Since you're working with a 2D texture here, the number of bytes you can store in a 1D texture (the "width") is of no relevance here.
2D textures may have different characteristics depending on the type of memory that provides the backing for the texture. Two examples are linear memory and CUDA Array. You have chosen to use a linear memory backing (that which is provided by cudaMalloc* operations other than cudaMallocArray).
The primary problem you are running into is the maximum texture height. To discover what this is, we could refer to the table 14 in the programming guide, which lists:
Maximum width and height for a 2D texture reference bound to linear memory 65000 x 65000
You are exceeding this 65000 number when going from 855 to 856 images, for an image height of 76 rows. 856*76 = 65056, 855*76 = 64980
"But wait" you say, that table 14 entry says texture reference, and I am using a texture object.
You are correct, and table 14 doesn't explicitly list the corresponding limit for texture objects. In that case, we have to refer to the device properties readable from the device at runtime, using cudaGetDeviceProperties(). If we review the data available there, we see this readable item:
maxTexture2DLinear[3] contains the maximum 2D texture dimensions for 2D textures bound to pitch linear memory.
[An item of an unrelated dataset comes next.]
Issue #3156, opened 2026-09-03
Guards with no production caller pass their own unit tests: two confirmed witnesses, no structural check


sei-ahouseholder:
## The pattern

A guard whose only production call site never invokes it, while its unit tests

(I suspect the 3 is a typo, but no matter, we only need the first 2 values).
This is the value we want to be sure. If we modify your code to obey that limit, there are no problems:
$ cat t382.cu
#include <stdio.h>
#include <stdlib.h>
#include <string.h>
#include <cassert>
#define GTX_1080TI_MEM_PITCH 512
#define GTX_1080TI_1DTEX_WIDTH 134217728 // 2^27
//=====================================================================[ util ]
// CUDA error checking for library functions
#define CUDA_ERR_CHK(func){ cuda_assert( (func), __FILE__, __LINE__ ); }
inline void cuda_assert( const cudaError_t cu_err, const char* file, int line ){
if( cu_err != cudaSuccess ){
fprintf( stderr, "\nGPU ERROR! \'%s\' (err code %d) in file %s, line %d.\n\n", cudaGetErrorString(cu_err), cu_err, file, line );
exit( EXIT_FAILURE );
}
}
// CUDA generic error checking (used after kernel calls)
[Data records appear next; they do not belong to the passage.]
PR #5184, opened 2020-03-25
UI components - Cleanup phone-field style

ashika01:
_Description of changes:_
- removing scoped/shadow from `amplify-input` component.
- Looks like this was an unnecessary change. I introduced this in the first place to make `phone-field` component to function properly.

If this doesn't introduce any concern, I suggest we keep the component clean of any `shadow/scoped` stuff until need arises.


ashika01:
Thoughts/concerns?

packages/amplify-ui-components/src/components/amplify-input/amplify-input.tsx
```diff
@@ -4,7 +4,6 @@ import { TextFieldTypes } from '../../common/types/ui-types';
 @Component({
   tag: 'amplify-input',
   styleUrl: 'amplify-input.scss',
-  scoped: true,
```
jordanranz: Will removing `scoped` here affect the theming?

ashika01: Nope.. Not right now. Since we dont have any scoped style applied to this component as of now nor do any component level styling using css vars. It doesn't create a problem right this moment. However we need to revisit every single style file when we do component level theming and mobile first styles.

#define GPU_ERR_CHK(){ gpu_assert(__FILE__, __LINE__); }
inline void gpu_assert( const char* file, const int line ){
cudaError cu_err = cudaGetLastError();
if( cu_err != cudaSuccess ){
fprintf( stderr, "\nGPU KERNEL ERROR! \'%s\' (err code %d) in file %s, line %d.\n\n", cudaGetErrorString(cu_err), cu_err, file, line );
exit(EXIT_FAILURE);
}
}
//=====================================================================[ main ]
int main(){
cudaDeviceProp prop;
cudaGetDeviceProperties(&prop, 0);
size_t max2Dtexturelinearwidth = prop.maxTexture2DLinear[0]; // texture x dimension
size_t max2Dtexturelinearheight = prop.maxTexture2DLinear[1]; // texture y dimension
fprintf( stderr, "maximum 2D linear texture dimensions (width,height): %lu,%lu\n", max2Dtexturelinearwidth, max2Dtexturelinearheight);
// setup
unsigned int img_dim_x = 76;
unsigned int img_dim_y = 76;
//unsigned int img_num = 856; // <-- NOTE: set this to 855 and it should work - but we should be able to put 862 here?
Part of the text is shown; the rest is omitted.